# Who grabbed my Paco?



## h2obro (Apr 22, 2004)

I just took off today, Sun Aug 8th, from A Deso/Gray trip and after getting home, I realized my paco pad was nowhere to be seen. Nobody else in my group grabbed it. Nothing on the ramp when we left so....I'm assuming that someone on another trip grabbed it by mistake.
There were a couple other trips there. One was a private with a kid with a stubbed toe that was taking off at the same time. The other was an AZRA trip that was just finishing up a large raft support duckie trip. And finally, a Sherri Griffith commercial trip raft support for kayakers.
I understand there is a lot of confusion going on on the ramp, I would just like to have my paco pad back please.

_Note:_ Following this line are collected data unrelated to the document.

PR #2734, opened 2023-05-27
[Feat] Add DLCs manager for Epic Games

flavioislima:
This PR adds the ability to:
- Select individual DLCs to be installed for Epic games, instead of installing all or nothing.
- Adds a new item on the Game Page SubMenu to open a DLC manager dialog where is possible to install and uninstall available DLCs.
- Works only for Epic for now, GOG keeps the current behavior until GogDL adds this feature as well.
- When selecting the DLCs on the install dialog, they will be added to the download Queue just after the main game.

image

image

image

image

---

### DIFF
--- a/src/backend/downloadmanager/downloadqueue.ts
+++ b/src/backend/downloadmanager/downloadqueue.ts
@@ -179,6 +179,12 @@ function getQueueInformation() {
 
 function cancelCurrentDownload({ removeDownloaded = false }) {
   if (currentElement) {
+    if (currentElement.params.installDlcs) {
+      const dlcsToRemove = currentElement.params.installDlcs as string[]
+      for (const dlc of dlcsToRemove) {
+        removeFromQueue(dlc)
+      }
+    }
     if (isRunning()) {
       stopCurrentDownload()
     }
--- a/src/frontend/components/UI/DLCList/DLC/index.tsx
+++ b/src/frontend/components/UI/DLCList/DLC/index.tsx
@@ -1,0 +1,60 @@
+import React, { useEffect, useState } from 'react'
+import { DLCInfo } from 'common/types/legendary'
+import './index.scss'
+import { useTranslation } from 'react-i18next'
+import { getGameInfo, install } from 'frontend/helpers'
+import { Runner } from 'common/types'
+import UninstallModal from 'frontend/components/UI/UninstallModal'
+
+type Props = {
+  dlc: DLCInfo
+  runner: Runner
+}
+
+const DLC = ({ dlc, runner }: Props) => {
+  const { title, app_name } = dlc
+  const { t } = useTranslation('gamepage')
+  const [isInstalled, setIsInstalled] = useState(false)
+  const [showUninstallModal, setShowUninstallModal] = useState(false)
+
+  useEffect(() => {
+    const checkInstalled = async () => {
+      const dlcInfo = await getGameInfo(app_name, runner)
+      console.table(dlcInfo)
+      const installed = dlcInfo.is_installed
+      setIsInstalled(installed)
+    }
+    checkInstalled()
+  }, [dlc, runner])
+
+  function mainAction() {
+    if (isInstalled) {
+      setShowUninstallModal(true)
+    } else {
+      console.log('installing')
+    }
+  }
+
+  return (
+    <>
+      {showUninstallModal && (
+        <UninstallModal
+          appName={app_name}
+          runner={runner}
+          onClose={() => setShowUninstallModal(false)}
+          isDlc
+        />
+      )}
+      <div className="dlcItem">
+        <span className="title">{title}</span>
+        <span className="action" onClick={() => mainAction()}>
+          {isInstalled
+            ? t('dlc.uninstall', 'Uninstall')
+            : t('dlc.install', 'Install')}
+        </span>
+      </div>
+    </>
+  )
+}
+
+export default React.memo(DLC)
--- a/src/frontend/components/UI/DLCList/DLC/index.tsx
+++ b/src/frontend/components/UI/DLCList/DLC/index.tsx
@@ -3,27 +3,31 @@ import { DLCInfo } from 'common/types/legendary'
 import './index.scss'
 import { useTranslation } from 'react-i18next'
 import { getGameInfo } from 'frontend/helpers'
-import { Runner } from 'common/types'
+import { GameInfo, Runner } from 'common/types'
 import UninstallModal from 'frontend/components/UI/UninstallModal'
 
 type Props = {
   dlc: DLCInfo
   runner: Runner
+  mainAppInfo: GameInfo
+  onClose: () => void
 }
 
-const DLC = ({ dlc, runner }: Props) => {
+const DLC = ({ dlc, runner, mainAppInfo, onClose }: Props) => {
   const { title, app_name } = dlc
   const { t } = useTranslation('gamepage')
   const [isInstalled, setIsInstalled] = useState(false)
   const [showUninstallModal, setShowUninstallModal] = useState(false)
+  const [dlcInfo, setDlcInfo] = useState<GameInfo | null>(null)
 
   useEffect(() => {
     const checkInstalled = async () => {
-      const dlcInfo = await getGameInfo(app_name, runner)
-      if (!dlcInfo) {
+      const info = await getGameInfo(app_name, runner)
+      if (!info) {
         return
       }
-      const installed = dlcInfo.is_installed
+      setDlcInfo(info)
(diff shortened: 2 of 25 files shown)


src/frontend/screens/Library/components/InstallModal/DownloadDialog/DLCDownloadListing.tsx
```diff
@@ -0,0 +1,84 @@
...
+    }
+    setDlcsToInstall(newDlcsToInstall)
+
+    if (newDlcsToInstall.length === DLCList.length) {
+      setInstallAllDlcs(true)
+    }
+
+    if (newDlcsToInstall.length < DLCList.length) {
+      setInstallAllDlcs(false)
+    }
```
CommandMC, line 51:
```suggestion
    setInstallAllDlcs(newDlcsToInstall.length === DLCList.length)
```

src/frontend/components/UI/DLCList/index.tsx
```diff
@@ -0,0 +1,44 @@
...
+  const { t } = useTranslation()
+
+  return (
+    <div className="dlcList">
+      <div className="dlcHeader">
+        <span className="title">{t('dlc.title', 'Title')}</span>
+        <span className="size">{t('dlc.size', 'Size')}</span>
+        <span className="actions">{t('dlc.actions', 'Actions')}</span>
+      </div>
+      {dlcs.length > 0 &&
```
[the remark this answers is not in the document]
flavioislima: So, at first it was only accessible if we have DLCs, but the problem is that there is a delay to check for the DLCs since we need to wait for the `legendary info` command to finish. So then the menu was hidden at first and then was appearing. to avoid this behavior I decided to show it for all games and check for the owned DLCs afterwards.

src/frontend/components/UI/DLCList/DLC/index.tsx
```diff
@@ -0,0 +1,141 @@
...
+  runner: Runner
+  mainAppInfo: GameInfo
+  onClose: () => void
+}
+
+const DLC = ({ dlc, runner, mainAppInfo, onClose }: Props) => {
+  const { title, app_name } = dlc
+  const { libraryStatus, showDialogModal } = useContext(ContextProvider)
+  const { t } = useTranslation('gamepage')
+  const [isInstalled, setIsInstalled] = useState(false)
```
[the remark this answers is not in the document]
flavioislima: The problem is that the information about the install will only be available after the useEffect finishes it. But I will try.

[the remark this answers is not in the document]
flavioislima: I think worked fine, sent a fix.

src/frontend/components/UI/DLCList/index.tsx
```diff
@@ -0,0 +1,44 @@
...
+const DlcList = ({ dlcs, runner, mainAppInfo, onClose }: Props) => {
+  const { t } = useTranslation()
+
+  return (
+    <div className="dlcList">
+      <div className="dlcHeader">
+        <span className="title">{t('dlc.title', 'Title')}</span>
+        <span className="size">{t('dlc.size', 'Size')}</span>
+        <span className="actions">{t('dlc.actions', 'Actions')}</span>
+      </div>
```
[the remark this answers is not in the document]
flavioislima: make sense, done

src/frontend/screens/Library/components/InstallModal/DownloadDialog/DLCDownloadListing.tsx
flavioislima: done

src/backend/downloadmanager/downloadqueue.ts
```diff
@@ -179,6 +179,12 @@ function getQueueInformation() {
 
 function cancelCurrentDownload({ removeDownloaded = false }) {
   if (currentElement) {
+    if (currentElement.params.installDlcs) {
+      const dlcsToRemove = currentElement.params.installDlcs as string[]
```
CommandMC, line 183: Not sure if we can currently get here with GOG games, but
```suggestion
    if (Array.isArray(currentElement.params.installDlcs)) {
      const dlcsToRemove = currentElement.params.installDlcs
```
might be safer

CommandMC (approved):

src/frontend/components/UI/DLCList/DLC/index.tsx
```diff
@@ -0,0 +1,140 @@
...
+          isDlc
+        />
+      )}
+      <div className="dlcItem">
+        <span className="title">{title}</span>
+        {refreshing ? '...' : <span className="size">{size(dlcSize)}</span>}
+        {showInstallButton && (
+          <span className="action" onClick={() => mainAction()}>
+            <FontAwesomeIcon
+              icon={isInstalled ? faTrash : faCloudArrowDown}
```
arielj, line 113: I think we should use the same download icon we use in the library or the wine manager for consistency. Here it looks like this:

image

but in the library it's:

image

arielj (commented):
I'm testing installing the alien game with its only DLC and there's no indication in the downloads that it includes the DLC

image

I think it's because since it's all the DLCs it has and it's just passing the `--with-dlcs` flag then it's not adding the DLCs as extra downloads which makes sense to me but maybe we can add a `(with all DLCs)` after the name in these cases?

like: `Alien: Isolation (with all DLCs)`

src/frontend/screens/Game/GameSubMenu/index.tsx
```diff
@@ -213,6 +215,8 @@ export default function GamesSubmenu({
     return <CircularProgress className="link button is-text is-link" />
   }
 
+  const showDlcsItem = onShowDlcs && runner === 'legendary'
```
arielj, line 218: maybe we can also check if the game is installed here?

when I open the dialog for a game that is not installed the spinner never goes away and it never shows the install size

image

the dlc shows fine in the install dialog

arielj (commented):
one issue I noticed is that it's installing all DLCs if none is selected

I tried installing The Messenger without picking the `picnic` DLC and the install command has the `--with-dlcs` and then the when I open the DLCs dialog it shows as installed

arielj:
another issue I noticed (but this one shouldn't be a blocker) is that you can click a DLC in the completed list in the download manager and it takes you to the specific DLC's details page instead of the parent's page

for example, I installed the messenger DLC individually so I have the `picnic panick` entry in the download manager, I click that and it takes me to the picnic panic game details page but its `play` button doesn't work, then I go back and launch the base the messenger game and it works ootb

I think we should redirect to the DLC's parent if the game we are opening the GamePage is actually a DLC to avoid issue (I think many of the three dots menu options will fail or do weird stuff for DLCs -like moving the game-)

I think it's not a blocker (can be handled outside this PR) but would be nice if it's easy to fix

flavioislima:
@ariel, those issues with the messenger and alien isolation are for Epic games? GOG we still pass the flag but for epic games, we won't. In my tests here, Dying Light Enhanced edition, for instance, has 2 DLCs, if I select All DLCs it adds the 2 to the queue as expected.

But for GOG games, it will pass the flag to install all.

src/frontend/screens/Game/GameSubMenu/index.tsx
flavioislima: ah ok, makes sense. Will fix

flavioislima: image

src/frontend/components/UI/DLCList/DLC/index.tsx
flavioislima: image

flavioislima: fixes

flavioislima:
> another issue I noticed (but this one shouldn't be a blocker) is that you can click a DLC in the completed list in the download manager and it takes you to the specific DLC's details page instead of the parent's page
> 
> for example, I installed the messenger DLC individually so I have the `picnic panick` entry in the download manager, I click that and it takes me to the picnic panic game details page but its `play` button doesn't work, then I go back and launch the base the messenger game and it works ootb
> 
> I think we should redirect to the DLC's parent if the game we are opening the GamePage is actually a DLC to avoid issue (I think many of the three dots menu options will fail or do weird stuff for DLCs -like moving the game-)
> 
> I think it's not a blocker (can be handled outside this PR) but would be nice if it's easy to fix

For now I will disable the click on DLCs and also remove the action icons:
image

arielj (approved):
looking good! all my comments are addressed and the feature works correctly for me :+1:

PR #2739, opened 2023-05-29
[Feat] Add support for Sideloading Browser Apps and Games

flavioislima:
This PR adds the support to add a URL for a sideload App. 

Extending even more the capabilities of Heroic since now it can be used for several other purposes from launching Xcloud, Nvidia GeForceNow, or even Video Streaming services like Netflix, HBO Max, or YouTube. I am sure this will be useful to someone to make devices like the Steam Deck even more flexible.

By default, all browser apps will be launched in fullscreen. We can add a setting for it in the future if people need it. For now, let us keep like this.

image

image

image

---

### DIFF
--- a/src/backend/storeManagers/storeManagerCommon/games.ts
+++ b/src/backend/storeManagers/storeManagerCommon/games.ts
@@ -35,11 +35,14 @@ const openNewBrowserGameWindow = async (
   browserUrl: string,
   abortController: AbortController
 ): Promise<boolean> => {
+  const mainUrlName = browserUrl.split('://')[1].split('/')[0]
+
   return new Promise((res) => {
     const browserGame = new BrowserWindow({
       icon: icon,
       fullscreen: true,
       webPreferences: {
+        partition: `persist:${mainUrlName}`,
         webviewTag: true,
         contextIsolation: true,
         nodeIntegration: true
--- a/src/backend/storeManagers/storeManagerCommon/games.ts
+++ b/src/backend/storeManagers/storeManagerCommon/games.ts
@@ -35,14 +35,14 @@ const openNewBrowserGameWindow = async (
   browserUrl: string,
   abortController: AbortController
 ): Promise<boolean> => {
-  const mainUrlName = browserUrl.split('://')[1].split('/')[0]
+  const hostname = new URL(browserUrl).hostname
 
   return new Promise((res) => {
     const browserGame = new BrowserWindow({
       icon: icon,
       fullscreen: true,
       webPreferences: {
-        partition: `persist:${mainUrlName}`,
+        partition: `persist:${hostname}`,
         webviewTag: true,
         contextIsolation: true,
         nodeIntegration: true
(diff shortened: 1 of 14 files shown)


src/backend/storeManagers/storeManagerCommon/games.ts
```diff
@@ -33,30 +32,30 @@ export function logFileLocation(appName: string) {
 }
 
 const openNewBrowserGameWindow = async (
-  browserUrl: string
+  browserUrl: string,
+  abortController: AbortController
 ): Promise<boolean> => {
+  const mainUrlName = browserUrl.split('://')[1].split('/')[0]
```
imLinguin, line 38: How about using `URL()` constructor here instead of this nasty splitting

src/backend/storeManagers/storeManagerCommon/games.ts
```diff
@@ -33,30 +32,30 @@ export function logFileLocation(appName: string) {
...
-        encodeURIComponent(browserUrl)
-      : `file://${path.join(
-          buildDir,
-          './index.html?view=BrowserGame&browserUrl=' +
-            encodeURIComponent(browserUrl)
-        )}`
-
-    browserGame.loadURL(url)
+    browserGame.loadURL(browserUrl)
     setTimeout(() => browserGame.focus(), 200)
```
imLinguin, line 53: maybe instead of timeout use ready event to avoid race conditions

imLinguin (changes requested):
Looks good overall, that feature seems nice. However I'm missing a way to close the window properly, sure there is a AbortController like for games. I just don't see how one could close the game in gamescope session without killing whole process tree using Quit Game from Deck overlay. (Just a thought, killing the process isn't that bad after all)

Also left small comments for you to consider

src/backend/storeManagers/storeManagerCommon/games.ts
flavioislima: Cool, will check this out.

src/backend/storeManagers/storeManagerCommon/games.ts
flavioislima: sounds good

flavioislima:
> Looks good overall, that feature seems nice. However I'm missing a way to close the window properly, sure there is a AbortController like for games. I just don't see how one could close the game in gamescope session without killing whole process tree using Quit Game from Deck overlay. (Just a thought, killing the process isn't that bad after all)
> 
>

Have you tried?
I will test on the Steam deck later but based on how HyperPlay is behaving, it works just fine there.

imLinguin:
That was just a thought I had. I'll test the feature later

imLinguin (approved):

slynobody:
thank you! maybe just a little early to ask: is each webapp isolated from each other and/or could you give them / alter specific user-data-dirs? (user facing options would also be great to alter eachs specific ://flags/ as well as cookie / cache-deletion policy)

flavioislima:
> thank you! maybe just a little early to ask: is each webapp isolated from each other and/or could you give them / alter specific user-data-dirs? (user facing options would also be great to alter eachs specific ://flags/ as well as cookie / cache-deletion policy)

For now they are isolated from each other. I think it's safer this way.

imLinguin:
It's worth noting they are isolated based on the domain of provided URL

PR #2742, opened 2023-05-30
Fix GOG download size in download manager

arielj:
When adding GOG games to the download queue, the game size shows up as `??`.

The issue is that we were passing `Windows` instead of `windows` as the platform.

---

### DIFF
--- a/src/backend/storeManagers/gog/library.ts
+++ b/src/backend/storeManagers/gog/library.ts
@@ -16,7 +16,6 @@ import {
   GogInstallInfo,
   GOGGameDotIdFile,
   GOGClientsResponse,
-  GogInstallPlatform,
   GamesDBData,
   Library,
   BuildItem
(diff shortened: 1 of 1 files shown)


imLinguin:
Same thing is also happening for Linux native (not sure if that's intended), which is probably related to not existing linux platform in gogdl info command.
I'm unable to test Mac too

src/backend/storeManagers/gog/library.ts
```diff
@@ -377,6 +377,8 @@ export async function getInstallInfo(
   installPlatform = 'windows',
   lang = 'en-US'
 ): Promise<GogInstallInfo | undefined> {
+  installPlatform = installPlatform.toLowerCase()
```
flavioislima, line 380:
```suggestion
  installPlatform = installPlatform === 'Mac' ? 'osx' : installPlatform.toLowerCase()
```

this fixes mac as well

flavioislima (approved):

PR #2746, opened 2023-05-30
[Feat] Use Legendary API to get SDL List (Fix Fortnite install and more)

flavioislima:
For a long time Rodney from Legendary had this API that we could consult the list of Selective downloads, fixes, and more. But we were just hardcoding the list instead of getting from there and every time it changed we needed to update on our end as well.

This is fixed here, now, when opening the install modal for an Epic game we check on the API if there is any SDL available for it and list it right away. So if Rodney updates on the API it gets updated automatically on Heroic as well.

image

image

Other Small fixes:
- Fix the Install dialog showing a Browser Icon and install platform
- Fix error dialog showing for shared memory errors (since they are handled already)

---


derrod:
As a note, `https://heroic.legendary.gl/v1/version.json` has a `game_overrides.sdl_config.<app name>` key that indicates whether or not an SDL file exists and what version it is. Legendary itself uses this for caching SDL files and to avoid unnecessary requests to see whether or not one exists. So you could, for example, fetch the version information once on startup and then use that to determine if an SDL file needs to be downloaded without doing a request every time.

src/backend/storeManagers/legendary/library.ts
```diff
@@ -634,3 +637,42 @@ export async function runRunnerCommand(
     }
   )
 }
+
+export async function getLegendaryApi(): Promise<ResponseDataLegendaryAPI> {
+  const response = await axios.get<ResponseDataLegendaryAPI>(
```
arielj, line 642: maybe we should wrap this in a try/catch? if for some reason the request fails this will throw an exception

src/backend/storeManagers/legendary/library.ts
```diff
@@ -634,3 +637,42 @@ export async function runRunnerCommand(
...
+    'https://heroic.legendary.gl/v1/version.json'
+  )
+  return response.data
+}
+
+export async function getGameSdl(
+  appName: string
+): Promise<SelectiveDownload[]> {
+  // get data from https://heroic.legendary.gl/v1/sdl/appName.json using axios
+  const response = await axios.get<Record<string, SelectiveDownload>>(
```
arielj, line 652: same here with the try/catch

flavioislima:
> As a note, `https://heroic.legendary.gl/v1/version.json` has a `game_overrides.sdl_config.<app name>` key that indicates whether or not an SDL file exists and what version it is. Legendary itself uses this for caching SDL files and to avoid unnecessary requests to see whether or not one exists. So you could, for example, fetch the version information once on startup and then use that to determine if an SDL file needs to be downloaded without doing a request every time.

Yes, I will add some caching to it.
We are just requesting it when the person clicks the install button. But I think I can cache it and setup a timer to expire.

Issue #2730, opened 2023-05-26
Add an option to see download speed in megabits instead of megabytes


sTiKyt:
### Problem description

It's very frustrating to see megabyte speeds while the rest of my environment uses megabits, it's confusing

### Feature description

Add an option to see download speed in megabits instead of megabytes

ram1660:
I would like to take this issue.

PR #2749, opened 2023-05-30
Download and disk click toggle for megabyte and megabit.

ram1660:
In this issue #2730 a user asked to add the ability to view download and disk speeds as Megabits because of his computer is in Megabits format.
I implemented a click event on the disk speeds and download speeds. Each click will change the values from Megabytes to Megabits.

---

- [x] Tested the feature, and it's working on a current and clean install.
- [x] Tested the main App features, and they are still working on a current and clean install. (Login, Install, Play, Uninstall, Move games, etc.)

### DIFF
--- a/src/frontend/screens/DownloadManager/components/ProgressHeader/index.tsx
+++ b/src/frontend/screens/DownloadManager/components/ProgressHeader/index.tsx
@@ -11,9 +11,14 @@ interface Point {
   disk: number
 }
 
-const roundToNearestHundredth = function (val: number | undefined) {
+const roundToNearestHundredthByte = function (val: number | undefined) {
   if (!val) return 0
   return Math.round(val * 100) / 100
+}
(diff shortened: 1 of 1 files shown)


arielj:
I think it would be better to add a checkbox to make it more obvious, it will be hard for people to actually discover that's a thing you can do. Also a checkbox is more accessible than clicking a div.

This is not getting persisted, right? I think users that want this will probably be annoyed to have to change this back every time they open the downloads screen.

Finally, there will be a disconnection between the download screen and other places displaying these units, we would have to change this everywhere.

Maybe a setting will be better, and then we can use that everywhere and also it's persisted.

arielj:
hey @ram1660 are you still working on this?

I'll close the PR since it's been stale for many months, if you finish the changes it can be reopened, just doing some cleanup

Issue #2594, opened 2023-04-03
Remove focus after game ends


JakubFojtik:
### Feature description

Can you please remove the launcher window focus after closing a game? Or tell me where in source i could toggle it myself?
Is it intentional or a side effect?

theli-ua:
It is indeed annoying for heroic to pop up from tray after you close the game

Zorrototo:
Please an update on that, is it intended? Can you add a setting to disable that behavior if it is intended?

arielj:
A fix for this will be included in the next release

PR #2758, opened 2023-06-02
[UX] Do not force focus on main window after closing game

arielj:
This fixes https://github.com/Heroic-Games-Launcher/HeroicGamesLauncher/issues/2594

We were forcing the focus on the main window after a game was closed which was not great UX.

The are many scenarios when starting a game:
- game was started with no GUI (in this case the autofocus was already ignored)
- game was started from the try (in this case the autofocus was already ignored)
- game was started from the gui (the windows is back on focus after closing a game anyway since it was the last window with focus, even after removing these lines)
- main window is minimized/close while a game is loading (in this cases the window was forced to gain focus after close, even if the user explicitly move it out of the way, not it's not)
- sometimes a game takes a long time to actually end after exiting, if you move to another window to do something else then heroic would steal the focus after an undefined amount of time

With the current change we don't force the focus, if the window is the first screen after closing a game it still regains focus automatically anyway.

---

### DIFF
--- a/src/backend/main.ts
+++ b/src/backend/main.ts
@@ -958,7 +958,6 @@ ipcMain.handle(
     })
 
     const mainWindow = getMainWindow()
-    const showAfterClose = mainWindow?.isVisible()
     if (minimizeOnLaunch) {
       mainWindow?.hide()
     }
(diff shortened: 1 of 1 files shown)


imLinguin (approved):
It annoyed me a bit too

PR #2759, opened 2023-06-02
[GOG]: Switch to Galaxy way of loading library

imLinguin:
This is a test of trying to replicate how GOG Galaxy loads the library.  

We achieve this using galaxy-library endpoint which contains games from all connected integrations (updated by client), and GOG (updated internally). We filter out all the gog games and use those.  
If we decided to go hardcore we could maybe support those integrations in the future in some way.   

Of course this can be further extended in terms of caching and deciding whether to fetch new data for games.

One proposition is to verify if we have up to date data when opening the game page.  
~~For now I'm marking it as wip (library pagination is still to be done)~~

Additionally the galaxy-library endpoint provides us with certificates that somehow in pair with GOG access token allow us to get data from gamesdb that would return 404 otherwise.  
Additionally I reduced IO traffic when pulling the library thanks to allowing to temporarily offload the CacheStore to memory, and then sync it to drive after all operations.  

This PR also adds new field `installable` to GameInfo. Preventing Cannot get game info errors for goodie packs.

### DIFF
--- a/public/locales/en/gamepage.json
+++ b/public/locales/en/gamepage.json
@@ -133,7 +133,7 @@
     },
     "label": {
         "game": {
-            "not-installable-game": "",
+            "not-installable-game": "Game is NOT Installable",
             "third-party-game": "Third-Party Game NOT Supported"
         },
         "launching": "Launching",
--- a/public/locales/en/gamepage.json
+++ b/public/locales/en/gamepage.json
@@ -133,6 +133,7 @@
     },
     "label": {
         "game": {
+            "not-installable-game": "",
             "third-party-game": "Third-Party Game NOT Supported"
         },
         "launching": "Launching",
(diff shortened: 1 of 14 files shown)


imLinguin:
This PR also removes duplicated `getGamesdbData` function from `wiki_game_info` utils

imLinguin:
New `not installable` feature:

image

image
image

flavioislima (commented):
Looks cool, will do some testing

flavioislima (approved):
Tested here and everything looks good:

- [x] List games
- [x] Install
- [x] Launch
- [x] Uninstall

During the cache update, I got some missing/wrong information but then it updated it automatically after a few seconds. I think that is expected.

flavioislima:
@imLinguin I think this one is fine to merge if you want to.

PR #171, opened 2023-09-07
Make examples usage notebook or script for the next one.

gordonkoehn:
Let's use this investigation of the log prob to make a notebook for the next one.


gordonkoehn:
This notebook has been integrated in _quarto_ in 
#186

PR #177, opened 2023-09-13
Long Chain R-hat memory issues

gordonkoehn:
The R-hat calculation seems to fail even for 24 GB of ram. What's going on.

### DIFF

My name is on it, Christo Johnson, or just Johnson on the Jacks plastic logo. It also has an apple sized yellow patch on it, red inflater tube w/ blue tip. The # on the Pad has changed. Please PM me if you have somehow grabbed my paco and lets get it home.
Thanks 
Christo


----------



## h2obro (Apr 22, 2004)

Ok, so new info as to what may have happened to the Paco. It was placed high on the ramp to the side before the vehicle came down to the river to pack up, and it may have been forgotten. There may have been other gear with it as well. Sounds like a brain fart on my part. Anyway, if you happened to pick it up please call me 303 918 3310. 
Thanks,
Christo


----------



## h2obro (Apr 22, 2004)

NOT AZRA. Sorry AZRA peeps. 
ARTA is the company. I tried calling their guide line but there was no response and the email I got for their HB was bad.
Anyone know Raphiel, (the HB for the Utah outfit) and can get me his e mail address, I would sure be psyched.


----------